Whenever I see the words “horse-drawn carriage” I wonder if the horse’s artistic output was limited to means of transportation, or he also did cartoons.
her: tell me something you’ve never told anyone else
me: *whispering* i think the owl people are already among us
her: who?
me: holy shit
Tax return hit so you know what that means… Yeah, I got egg money now.
Why is there never a child around when you need help opening a bottle of Tablets with a child proof lock?
I think with my tax refund this year I’ll buy a commercial freezer because the bodies keep falling out of the smaller ones and it scares the dog.
If the sun is blacking out at 1pm on a Monday than so am I
I saw an ad for burial plots and I thought, that’s the last thing I need.

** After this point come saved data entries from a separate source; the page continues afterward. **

PR #561, opened 2025-05-08
Sinks for evaporation and sublimation in parcel

amylu00:
- added number sinks to parcel from evaporation and sublimation
- initial number of droplets for HOM exps is observed N_l + N_a / turn aerosol activation off


trontrytel (approved):
Thank you!

PR #562, opened 2025-05-09
Tiny math rendering improvement: \rm{max}

glwagner:
Some people like to keep their words non-italics, who knows why


trontrytel:
Blasphemy!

That time I pointed out to the guy trying to sell a magazine subscription that I have a “No Soliciting” sign and he rolled his eyes and said, “Yeah but I’m not soliciting, I’m selling”. Thus ends the tale of why I have a “do not disturb” sign.
In an effort to demonstrate how pointless internet debates are, please prove to me that snow is real
the votes are coming from… inside the country!!!
Darth Vader tried to kill Solo, but sadly struggled with his Han die coordination
Inventor: It’s a jackhammer.
Investors: This is groundbreaking.
The most troubling examples of sexism, homophobia and racism that I’ve ever heard are things I’ve said driving on the New Jersey Turnpike.
My husband just walked in on me drinking cake batter from the mixing bowl and had absolutely no reaction. He’s my soulmate.
if you prick your finger by accident and suck on it, you become your own blood brother & you have to take care of yourself no matter what
[painting a picture of the last supper]
“Who’s that?”
“Darth Vader.”
“Was he 1 of Jesus disciples?”
“I dunno, I’ve only seen the 1st movie.”
Operator: 911 what’s your emergency?
Me: PEOPLE ARE TAGGING ME IN PICTURES ON FACEBOOK AND I’M NOT EVEN IN THEM!
Just bought a telescope and the eldest asked if I’d be doing horoscopes.
Yes.
Leo: You will be written out of someone’s will.
[crime scene]
Boss: What do you think happened here?Me: The killer obviously rearranged the bodies to fit inside these chalk shapes
Boss: We drew those
Me: Another good theory
Ever read something so magnificently stupid that you have to just stare into space for a little while and reconcile with your brain for having been subjected to it.
SIGN: Do not reach hands into enclosure.
ME: *slowly starts sliding big toe towards panda*
Me: hi
Person who just got back from Europe: It was life changing. thank you for asking
I can’t believe she picked her husband, her boyfriend and her other boyfriend over me.
I can’t get out of bed. These blankets have accepted me as one of their own and If I leave now I might lose their trust.
If anyone is feeling hysterical please stop by my house and I will slap you
*Adds brown food coloring to hot water*
Me serving decaf
Imagine a bunch of Italian mobsters tiptoeing and trying not to giggle as they gingerly place a horse head in bed with a sleeping guy.